Sıcak bir şeyler düşün Erhan,
sıcak bir şeyler düşün Erhan... Buldum! GÜNEŞ!!
Senaryo ekibi nasıl bir karakter
yaratmışsa adama uygun niteleme bulamıyorum. Paket diyorum, İngiliz oluyor,
İngiliz diyorum Hızır oluyor. Bu bölümde Hızır Cahit vardı. Erhan için çok
endişelenmiştim. Neyse ki Cahit yetişti. Vallahi Erhan’ın verilmiş sadakası var. Yine
bir adama sıktı ve yine kurtuldu. Çekirgenin ikinci zıplayışı bu, umarım kaderi
çekirgeye benzemez.
Erhan Tilki’ye sıktı sıkmasına da tabi
ki öldüremedi. Ordinaryüs’ün de anlamadığı şey yok sanırım. Hem Tilki’nin
yarasına müdahale etti hem de “büyük bir düşman” istedi. İstediğin düşman
olsun. Vadi’de sahip olduklarını elinden almak isteyecek tonla adam var. Bu
arada geçen bölümdeki yazımda büyük bir algı hatası yapmışım. Hastalıktan
neredeyse gözümü açamadan yazdığım bir yazıydı. Sanırım ondan oldu. Cahit, gözü
altınlara diktiğinde yeni sahibi çoktan Ordinaryüs olmuştu. Cahit – Tilki
kapışması başka bahara kalmış oldu böylece. Bakalım Ordinaryus’un gücü ne
kadarmış...
Haftalar sonra Algis’i de gördük.
Yorumlarda Algis’in kredide gözükmediği söylenmişti ama hala buralardaymış.
Vadi’de herkes birbirine girmiş, paşam küçük memleket memuru gibi oturmuş keyfine bakıyor öyle. Herhalde akşam izleyeceği diziyi falan düşünüyordur. Fakat Martin'e verdiği haber keyif vericiydi. Armageddon timine yeni komutan
geliyor. Cahit bu durumdan hiç hoşlanmayacak. Bir de Yüce Majeste’nin bilmediği
bir şey varmış ki beni çok şaşırttı doğrusu. Daha dibinde olan bitenden haberi
olmayan majesteye yüce mi derim ben?... Ha tabi unutmadan geçen yazılarda
sormuştuk “yoksa yüce majeste Amon’un elini öptüğü çocuk mu?” diye... O sorunun
da cevabını almış olduk böylece. 65. nesil belli ki yoluna devam ediyor.
80 lira ceza yedi geçen gün arkadaşım ama olsun.
Fehmi’yi görünce mutlu oluyorum.
Dünyayı bir gün asosyallerin yöneteceğine olan inancım tazeleniyor resmen.
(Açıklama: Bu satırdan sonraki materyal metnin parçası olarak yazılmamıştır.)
Issue #722, opened 2021-08-09
Add redis configuration support


Flou21:
**Is your suggestion related to a problem? Please describe in detail.**
A clear and concise description of what the problem is.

Baronluğa hemen alıştı. Bir yumurtayı Hakkı’nın eline, diğerini Cahit’in eline
tutuşturdu. Şimdi birbirine çarptıracak bakalım kim kırılacak? Tüm bunlar
olurken tırnağının ucu dahi kirlenmeyecek. Yakışır... Bir de Kenan’ın ona
“baba” demesi vardı ki bence büyük bir israf oldu. O kadar şiir, karanlık
odalar, dramlardan sonra o laf ayaküstü gelmemeliydi.
Petrolü neden İtalya’ya satacaklarını
anlasaydım çok daha güzel olacaktı. Dünyadaki en pahalı petrol fiyatları bizde. Son
dönemde her ülkede petrol fiyatları aşırı ucuzlarken bizde çok az düşüş yaşadı. Yani
elimde bir miktar kaçak petrol varsa onu en karlı ve hatta güvenli
okutabileceğim yegane memleket Türkiye. O halde neden İtalya? Neden daha fazla risk?
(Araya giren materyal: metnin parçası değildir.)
PR #724, opened 2021-08-09
Lit and inventory refactor

nstringham:
this PR adds [Lit](https://lit.dev/) to SkyCrypt and uses it to rework the inventory.

adds a map from itemId to item is stored to make accessing items by Id easy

Gelecek bölümlerde öğreniriz elbet.
MissCat mert kız ama siyaseti bilmiyor.
Sen resmen yönetimi değiştirmeye çalışıyorsun ve bunun yolunun bodoslama bir
oylamadan geçtiğini düşünüyorsun. Saf’iye ile yarışamazsın belki ama cidden
bunun adı saflık. Önce oy vereceklere teker teker gizlice yanaşıp kendi safına
katacaksın. Çoğunluğu elde ettikten sonra ortaya çıkıp atarlı giderli
konuşacaksın. Öyle ki oylama resmen bir formalite olacak. Bunu politika konulu
yabancı dizilerden çok iyi öğrendik. Oylamanın geri tepmesi son derece doğaldı.
Pitbull’un ise hiçbir şeyden haberi yok önce Baltazar’dan Pusat’ı istemeye, sonra da tırcılarla görüşmeye gitmiş. Sen Pusat’ı istemeye gitmişsin ama Pusat nikahını kıymaya gelmiş bile. Eeeee kim durabilmiş ki sevenlerin önünde? Kavuşacaklar elbet... İki kişiyle motosiklet çetesi basmak cesaret midir, delilik midir bilmiyorum. Zaten Pusat’ı bu yüzden seviyoruz da direksiyonda ne işin var be abicim senin? Tavan camından senin çıkman lazımdı. Neyse bir dahaki sefere artık. Pitbull’u ele geçiremeseler de çetenin taksiratını Mevlam affetsin.
Bu hafta senaryoda beni öldürüyorlar MissCat :(
Çete ölür de reisi durur mu? O da öldü
tabi. Hem de her zamanki fos Pitbull giderini yaparken. Yalnız çok kolay öldü.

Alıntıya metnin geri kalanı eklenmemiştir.